Aim of the task
Work out how many lines in the entries below contain the string "real". Reply with that figure alone.
━━━━
PR #721, opened 2024-08-16
Solver SVD Optimizations and Improved cuSolver batching

aayushg55:
- Bypassed temp allocations and having to transpose outputs in most cases for SVD
- Added m < n CUDA SVD support (cuSolver natively only supports m >= n)
- Added option to use `gesdd` or `gesvd` LAPACK driver for Host SVD
- For cuSolver batching, replaced per-iteration sync & error check with a single check at the end to reduce blocking operations

### DIFF
--- a/include/matx/transforms/chol/chol_cuda.h
+++ b/include/matx/transforms/chol/chol_cuda.h
@@ -170,7 +170,13 @@ public:
     cudaStreamSynchronize(stream);
 
     for (const auto& info : h_info) {
-      MATX_ASSERT(info == 0, matxSolverError);
+      if (info < 0) {
+        MATX_ASSERT_STR_EXP(info, 0, matxSolverError,
+          ("Parameter " + std::to_string(-info) + " had an illegal value in cuSolver Xpotrf").c_str());
+      } else {
+        MATX_ASSERT_STR_EXP(info, 0, matxSolverError, 
+          (std::to_string(info) + "-th leading minor is not positive definite in cuSolver Xpotrf").c_str());
+      }
     }
   }
 
--- a/include/matx/transforms/chol/chol_cuda.h
+++ b/include/matx/transforms/chol/chol_cuda.h
@@ -147,8 +147,8 @@ public:
       (out = a).run(exec);
     }
 
-    cusolverDnSetStream(this->handle, exec.getStream());
-    int info;
+    const auto stream = exec.getStream();
+    cusolverDnSetStream(this->handle, stream);
 
     // At this time cuSolver does not have a batched 64-bit cholesky interface.
     // Change this to use the batched version once available.
@@ -161,9 +161,15 @@ public:
           this->d_info + i);
 
       MATX_ASSERT(ret == CUSOLVER_STATUS_SUCCESS, matxSolverError);
-      
-      // This will block. Figure this out later
-      cudaMemcpy(&info, this->d_info + i, sizeof(info), cudaMemcpyDeviceToHost);
+    }
+
+    std::vector<int> h_info(this->batch_a_ptrs.size());
+    cudaMemcpyAsync(h_info.data(), this->d_info, sizeof(int) * this->batch_a_ptrs.size(), cudaMemcpyDeviceToHost, stream);
+    
+    // This will block. Figure this out later
+    cudaStreamSynchronize(stream);
+
+    for (const auto& info : h_info) {
       MATX_ASSERT(info == 0, matxSolverError);
     }
   }
--- a/include/matx/transforms/eig/eig_cuda.h
+++ b/include/matx/transforms/eig/eig_cuda.h
@@ -197,7 +197,13 @@ public:
     cudaStreamSynchronize(stream);
 
     for (const auto& info : h_info) {
-      MATX_ASSERT(info == 0, matxSolverError);
+      if (info < 0) {
+        MATX_ASSERT_STR_EXP(info, 0, matxSolverError,
+          ("Parameter " + std::to_string(-info) + " had an illegal value in cuSolver Xsyevd").c_str());
+      } else {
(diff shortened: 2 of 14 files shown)


include/matx/transforms/chol/chol_cuda.h
```diff
@@ -161,9 +161,15 @@ class matxDnCholCUDAPlan_t : matxDnCUDASolver_t {
...
+    }
+
+    std::vector<int> h_info(this->batch_a_ptrs.size());
+    cudaMemcpyAsync(h_info.data(), this->d_info, sizeof(int) * this->batch_a_ptrs.size(), cudaMemcpyDeviceToHost, stream);
+    
+    // This will block. Figure this out later
+    cudaStreamSynchronize(stream);
+
+    for (const auto& info : h_info) {
       MATX_ASSERT(info == 0, matxSolverError);
```
cliffburdick, line 173: While you're here it might be good to add a more descriptive string onto this. The docs say: 
```
l. If info = -i, the i-th parameter is wrong (not counting handle). If info = i, the leading minor of order i is not positive definite.
```

include/matx/transforms/eig/eig_cuda.h
```diff
@@ -188,9 +188,15 @@ class matxDnEigCUDAPlan_t : matxDnCUDASolver_t {
...
+    std::vector<int> h_info(this->batch_a_ptrs.size());
+    cudaMemcpyAsync(h_info.data(), this->d_info, sizeof(int) * this->batch_a_ptrs.size(), cudaMemcpyDeviceToHost, stream);
+
+    // This will block. Figure this out later
+    cudaStreamSynchronize(stream);
 
-      // This will block. Figure this out later
-      cudaMemcpy(&info, this->d_info + i, sizeof(info), cudaMemcpyDeviceToHost);
+    for (const auto& info : h_info) {
       MATX_ASSERT(info == 0, matxSolverError);
```
cliffburdick, line 200: Same as the comment above

include/matx/transforms/lu/lu_cuda.h
```diff
@@ -170,9 +170,15 @@ class matxDnLUCUDAPlan_t : matxDnCUDASolver_t {
           this->d_info + i);
 
       MATX_ASSERT(ret == CUSOLVER_STATUS_SUCCESS, matxSolverError);
```
cliffburdick, line 172: Can you change these to use `MATX_ASSERT_STR_EXP`? This will tell the user the cuSolver error code so it might help debug

include/matx/transforms/chol/chol_cuda.h
aayushg55: Sure, I'll update these and the rest (also the LAPACK error checks)

include/matx/transforms/svd/svd_cuda.h
```diff
@@ -755,72 +756,115 @@ using svd_cuda_cache_t = std::unordered_map<DnSVDCUDAParams_t, std::any, DnSVDCU
...
-  );
+    if(!vt_new.isSameView(vt)) {
+      (vt = vt_new).run(exec);
+    }
+  } else {
+    // get col-major A
+    auto tv = TransposeCopy(tp, a, exec);
+    auto tvt = tv.PermuteMatrix();
+
+    auto u_col_maj = make_tensor<T1>(u.Shape(), MATX_ASYNC_DEVICE_MEMORY, stream);
```
cliffburdick, line 840: Above it uses `exec` to make a copy, but it seems like here it's assuming it's a stream. I think it's ok since we're in the CUDA file, but just making sure that's expected.

include/matx/transforms/svd/svd_lapack.h
```diff
@@ -130,50 +130,80 @@ class matxDnSVDHostPlan_t : matxDnHostSolver_t<typename ATensor::value_type> {
...
+
+      MATX_ASSERT(info == 0, matxSolverError);
+
+      this->liwork = 8 * mn; // iwork has size 8*min(M,N) and is used for all types
+
+      // the real part of the first elem of work holds the optimal lwork.
+      if constexpr (is_complex_v<T1>) {
+        this->lwork = static_cast<lapack_int_t>(work_query.real());
+        
+        lapack_int_t mnthr = (mn * 5) / 3;
```
cliffburdick, line 177: What is the 5/3?

include/matx/transforms/svd/svd_lapack.h
```diff
@@ -130,50 +130,80 @@ class matxDnSVDHostPlan_t : matxDnHostSolver_t<typename ATensor::value_type> {
...
+        this->lrwork = 0;
+      }
+    } else if (params.algo == SVDHostAlgo::DC) {
+      gesdd_dispatch("A", &params.m, &params.n, nullptr, &params.m, nullptr,
+                    nullptr, &params.m, nullptr, &params.n, &work_query,
+                    &this->lwork, nullptr, nullptr, &info);
+
+      MATX_ASSERT(info == 0, matxSolverError);
+
+      this->liwork = 8 * mn; // iwork has size 8*min(M,N) and is used for all types
```
cliffburdick, line 171: Are all these constants documented in the NVPL/LAPACk docs?

aayushg55: These are from the LAPACK [docs](https://netlib.org/lapack/explore-html-3.6.1/d4/d84/group__complex_g_esing_gabe88d0f182417696a6e15a417911dae9.html). All of the libraries follow the same workspace requirements:

include/matx/transforms/svd/svd_cuda.h
aayushg55: Yea, I try to use `exec` when possible but `make_tensor` only supports a stream argument currently.

cliffburdick (approved):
━━━━
Answer to this problem
2